PR #138, opened 2026-07-27
Add highlight annotations and find-in-document to the PDF reader

brelian:
## Summary

- The PDF reader (opened via **Open in Right Panel** or the full-window overlay) now sports a Preview.app-style toolbar with a highlight split-button, a color/style popover, and a find-in-document field.
- User-created highlights, underlines, and strikethroughs persist to a per-document sidecar under Application Support, keyed by the PDF's content hash. The original PDF is never modified.
- Search runs \`PDFDocument.findString\` with case-insensitive matching, highlights every hit, and offers Return-to-next / prev / next navigation with an \"N of M\" counter.

image

## Design

- **Sidecar over embedded annotations.** Sidecar JSON at \`~/Library/Application Support/termio[-dev]/pdf-annotations/<sha256>.json\`, keyed by the PDF's content hash so moves/renames keep annotations attached. Read misses are silently \"no annotations\", not an error. Every add/delete triggers a full re-serialize + atomic write.
- **Two interaction paths matching Preview.**
  - Interaction A (armed): click the pencil with nothing selected → the tool enters an armed state (visible fill in the current color). Any subsequent completed text selection is auto-annotated. Click again to disarm.
  - Interaction B (one-shot): drag to select text, then click the pencil or pick a style. That one selection is annotated; armed state is not entered.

************

_TO DO_
What is needed is an exact transcription of every entry.

_TASK RESPONSE_
PR #138, opened 2026-07-27
Add highlight annotations and find-in-document to the PDF reader

brelian:
## Summary

- The PDF reader (opened via **Open in Right Panel** or the full-window overlay) now sports a Preview.app-style toolbar with a highlight split-button, a color/style popover, and a find-in-document field.
- User-created highlights, underlines, and strikethroughs persist to a per-document sidecar under Application Support, keyed by the PDF's content hash. The original PDF is never modified.
- Search runs \`PDFDocument.findString\` with case-insensitive matching, highlights every hit, and offers Return-to-next / prev / next navigation with an \"N of M\" counter.

image

## Design

- **Sidecar over embedded annotations.** Sidecar JSON at \`~/Library/Application Support/termio[-dev]/pdf-annotations/<sha256>.json\`, keyed by the PDF's content hash so moves/renames keep annotations attached. Read misses are silently \"no annotations\", not an error. Every add/delete triggers a full re-serialize + atomic write.
- **Two interaction paths matching Preview.**
  - Interaction A (armed): click the pencil with nothing selected → the tool enters an armed state (visible fill in the current color). Any subsequent completed text selection is auto-annotated. Click again to disarm.
  - Interaction B (one-shot): drag to select text, then click the pencil or pick a style. That one selection is annotated; armed state is not entered.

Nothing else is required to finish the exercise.